## Supplied information
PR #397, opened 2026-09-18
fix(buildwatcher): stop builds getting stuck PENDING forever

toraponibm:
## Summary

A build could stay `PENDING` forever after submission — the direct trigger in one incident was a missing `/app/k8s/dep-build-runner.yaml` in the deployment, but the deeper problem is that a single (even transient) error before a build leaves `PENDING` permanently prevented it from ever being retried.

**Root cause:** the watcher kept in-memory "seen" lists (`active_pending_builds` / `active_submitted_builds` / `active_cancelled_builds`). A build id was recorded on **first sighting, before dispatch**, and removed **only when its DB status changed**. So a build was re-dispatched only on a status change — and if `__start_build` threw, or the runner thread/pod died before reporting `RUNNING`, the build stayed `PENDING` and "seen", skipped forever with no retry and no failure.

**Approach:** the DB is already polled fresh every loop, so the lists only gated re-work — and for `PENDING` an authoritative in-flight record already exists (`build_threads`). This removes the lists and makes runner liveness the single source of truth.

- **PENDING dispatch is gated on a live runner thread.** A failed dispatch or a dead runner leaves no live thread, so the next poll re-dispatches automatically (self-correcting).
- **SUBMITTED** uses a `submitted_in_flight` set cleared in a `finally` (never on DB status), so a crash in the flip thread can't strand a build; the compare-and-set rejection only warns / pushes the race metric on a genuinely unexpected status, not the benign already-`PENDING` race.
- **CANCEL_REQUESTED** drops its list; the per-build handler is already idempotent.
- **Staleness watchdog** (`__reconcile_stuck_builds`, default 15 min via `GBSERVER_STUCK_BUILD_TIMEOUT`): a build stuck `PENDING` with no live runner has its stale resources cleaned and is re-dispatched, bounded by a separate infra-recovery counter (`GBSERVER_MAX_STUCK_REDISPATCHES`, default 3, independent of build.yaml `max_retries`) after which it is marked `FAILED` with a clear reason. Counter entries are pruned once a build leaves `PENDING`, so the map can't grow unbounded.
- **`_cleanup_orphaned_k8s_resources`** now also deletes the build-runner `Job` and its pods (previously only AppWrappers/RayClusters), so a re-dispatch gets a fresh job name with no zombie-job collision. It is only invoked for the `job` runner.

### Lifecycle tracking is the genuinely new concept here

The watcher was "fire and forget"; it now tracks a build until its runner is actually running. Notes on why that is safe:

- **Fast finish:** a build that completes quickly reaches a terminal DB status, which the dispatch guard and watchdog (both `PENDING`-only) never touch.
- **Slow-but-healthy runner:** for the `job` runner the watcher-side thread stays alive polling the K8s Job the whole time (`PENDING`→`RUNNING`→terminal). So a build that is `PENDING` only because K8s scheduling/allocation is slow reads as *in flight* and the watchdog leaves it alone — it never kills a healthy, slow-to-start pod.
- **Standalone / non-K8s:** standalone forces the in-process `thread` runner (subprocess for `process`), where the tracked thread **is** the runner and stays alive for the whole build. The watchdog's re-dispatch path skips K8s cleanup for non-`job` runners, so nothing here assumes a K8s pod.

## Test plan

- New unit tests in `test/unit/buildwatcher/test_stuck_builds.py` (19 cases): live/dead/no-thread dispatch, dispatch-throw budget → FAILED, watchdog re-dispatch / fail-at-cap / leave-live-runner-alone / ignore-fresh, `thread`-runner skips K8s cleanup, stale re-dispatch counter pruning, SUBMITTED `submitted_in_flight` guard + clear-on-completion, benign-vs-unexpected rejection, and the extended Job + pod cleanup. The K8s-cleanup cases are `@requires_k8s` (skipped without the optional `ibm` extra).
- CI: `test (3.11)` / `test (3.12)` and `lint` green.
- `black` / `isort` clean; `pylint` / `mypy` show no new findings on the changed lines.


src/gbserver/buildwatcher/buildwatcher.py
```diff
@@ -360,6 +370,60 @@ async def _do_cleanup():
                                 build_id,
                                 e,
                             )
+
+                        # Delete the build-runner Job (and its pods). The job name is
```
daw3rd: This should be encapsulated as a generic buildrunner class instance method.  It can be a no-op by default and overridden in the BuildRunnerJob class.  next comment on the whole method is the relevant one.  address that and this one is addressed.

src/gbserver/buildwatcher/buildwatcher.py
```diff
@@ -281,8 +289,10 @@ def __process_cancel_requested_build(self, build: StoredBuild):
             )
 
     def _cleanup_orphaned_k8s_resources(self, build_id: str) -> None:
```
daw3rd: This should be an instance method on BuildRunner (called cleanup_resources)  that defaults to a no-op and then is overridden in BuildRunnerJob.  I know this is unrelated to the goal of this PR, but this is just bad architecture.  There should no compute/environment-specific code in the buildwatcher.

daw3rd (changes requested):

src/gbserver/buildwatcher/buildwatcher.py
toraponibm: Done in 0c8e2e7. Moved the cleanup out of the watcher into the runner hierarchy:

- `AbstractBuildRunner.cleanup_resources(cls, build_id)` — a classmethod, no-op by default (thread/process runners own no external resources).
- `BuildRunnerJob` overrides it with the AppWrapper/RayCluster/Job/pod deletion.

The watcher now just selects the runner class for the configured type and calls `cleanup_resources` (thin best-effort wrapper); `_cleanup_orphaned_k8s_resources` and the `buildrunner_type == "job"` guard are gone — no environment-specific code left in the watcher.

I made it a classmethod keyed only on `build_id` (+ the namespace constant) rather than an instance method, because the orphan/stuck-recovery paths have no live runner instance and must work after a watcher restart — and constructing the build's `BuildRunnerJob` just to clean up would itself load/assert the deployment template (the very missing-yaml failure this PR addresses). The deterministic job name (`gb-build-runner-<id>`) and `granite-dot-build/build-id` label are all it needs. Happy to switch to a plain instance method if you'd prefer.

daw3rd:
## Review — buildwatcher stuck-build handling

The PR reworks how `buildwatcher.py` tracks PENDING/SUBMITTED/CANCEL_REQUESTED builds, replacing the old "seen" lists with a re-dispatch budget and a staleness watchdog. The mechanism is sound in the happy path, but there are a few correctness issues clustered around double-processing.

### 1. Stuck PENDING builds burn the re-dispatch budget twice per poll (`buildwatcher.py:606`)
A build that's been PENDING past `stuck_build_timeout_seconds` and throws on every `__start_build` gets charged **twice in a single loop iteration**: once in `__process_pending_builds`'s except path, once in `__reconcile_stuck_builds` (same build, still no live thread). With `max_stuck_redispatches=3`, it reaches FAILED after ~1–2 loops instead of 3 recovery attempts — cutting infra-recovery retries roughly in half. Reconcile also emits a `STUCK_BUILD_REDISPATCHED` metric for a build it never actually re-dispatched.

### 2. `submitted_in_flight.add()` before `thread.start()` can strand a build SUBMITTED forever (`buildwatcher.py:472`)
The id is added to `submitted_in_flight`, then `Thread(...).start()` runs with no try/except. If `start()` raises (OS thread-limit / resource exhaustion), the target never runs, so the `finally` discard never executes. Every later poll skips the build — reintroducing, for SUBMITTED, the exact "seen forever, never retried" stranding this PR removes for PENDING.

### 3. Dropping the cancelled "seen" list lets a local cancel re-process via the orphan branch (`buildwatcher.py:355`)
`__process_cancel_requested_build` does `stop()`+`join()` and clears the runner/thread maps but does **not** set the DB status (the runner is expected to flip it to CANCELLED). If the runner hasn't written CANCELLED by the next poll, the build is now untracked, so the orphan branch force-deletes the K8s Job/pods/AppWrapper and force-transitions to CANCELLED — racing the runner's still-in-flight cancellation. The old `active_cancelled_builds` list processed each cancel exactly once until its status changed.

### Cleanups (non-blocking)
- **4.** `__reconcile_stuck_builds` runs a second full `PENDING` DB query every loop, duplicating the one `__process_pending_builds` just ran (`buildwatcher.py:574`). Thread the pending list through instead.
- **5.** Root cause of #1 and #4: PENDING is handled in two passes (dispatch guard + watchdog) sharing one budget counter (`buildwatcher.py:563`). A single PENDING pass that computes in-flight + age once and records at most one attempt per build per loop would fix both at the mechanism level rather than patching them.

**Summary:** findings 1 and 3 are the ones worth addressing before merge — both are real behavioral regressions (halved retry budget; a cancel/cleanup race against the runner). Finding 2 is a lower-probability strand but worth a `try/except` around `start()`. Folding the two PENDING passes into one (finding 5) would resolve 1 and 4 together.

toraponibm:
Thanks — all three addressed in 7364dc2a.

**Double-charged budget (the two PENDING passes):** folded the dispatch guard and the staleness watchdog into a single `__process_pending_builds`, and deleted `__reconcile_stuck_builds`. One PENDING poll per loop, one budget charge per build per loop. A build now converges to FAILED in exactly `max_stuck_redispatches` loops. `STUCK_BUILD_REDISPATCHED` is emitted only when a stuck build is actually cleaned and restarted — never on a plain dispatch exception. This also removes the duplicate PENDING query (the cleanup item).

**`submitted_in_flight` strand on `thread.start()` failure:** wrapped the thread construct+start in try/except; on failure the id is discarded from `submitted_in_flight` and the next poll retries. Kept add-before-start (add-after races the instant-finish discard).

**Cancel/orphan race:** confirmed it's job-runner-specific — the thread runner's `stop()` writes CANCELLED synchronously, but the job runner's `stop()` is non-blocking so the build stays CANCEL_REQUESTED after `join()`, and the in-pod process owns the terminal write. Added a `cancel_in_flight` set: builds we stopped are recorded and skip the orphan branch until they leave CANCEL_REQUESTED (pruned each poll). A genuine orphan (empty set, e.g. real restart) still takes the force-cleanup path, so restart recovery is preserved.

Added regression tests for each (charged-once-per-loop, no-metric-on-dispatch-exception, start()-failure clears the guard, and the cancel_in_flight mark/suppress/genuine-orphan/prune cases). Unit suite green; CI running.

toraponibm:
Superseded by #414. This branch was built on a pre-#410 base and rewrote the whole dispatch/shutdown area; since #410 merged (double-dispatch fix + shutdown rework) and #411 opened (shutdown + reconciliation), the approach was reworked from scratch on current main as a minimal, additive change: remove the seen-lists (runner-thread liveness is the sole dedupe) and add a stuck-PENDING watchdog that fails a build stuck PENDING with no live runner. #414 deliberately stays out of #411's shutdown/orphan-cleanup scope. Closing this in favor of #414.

## The task
From the material above, set down exactly the lines starting at the one with "### 1. Stuck" and ending at the one with "can strand a", end lines included.

## Solution below
### 1. Stuck PENDING builds burn the re-dispatch budget twice per poll (`buildwatcher.py:606`)
A build that's been PENDING past `stuck_build_timeout_seconds` and throws on every `__start_build` gets charged **twice in a single loop iteration**: once in `__process_pending_builds`'s except path, once in `__reconcile_stuck_builds` (same build, still no live thread). With `max_stuck_redispatches=3`, it reaches FAILED after ~1–2 loops instead of 3 recovery attempts — cutting infra-recovery retries roughly in half. Reconcile also emits a `STUCK_BUILD_REDISPATCHED` metric for a build it never actually re-dispatched.

### 2. `submitted_in_flight.add()` before `thread.start()` can strand a build SUBMITTED forever (`buildwatcher.py:472`)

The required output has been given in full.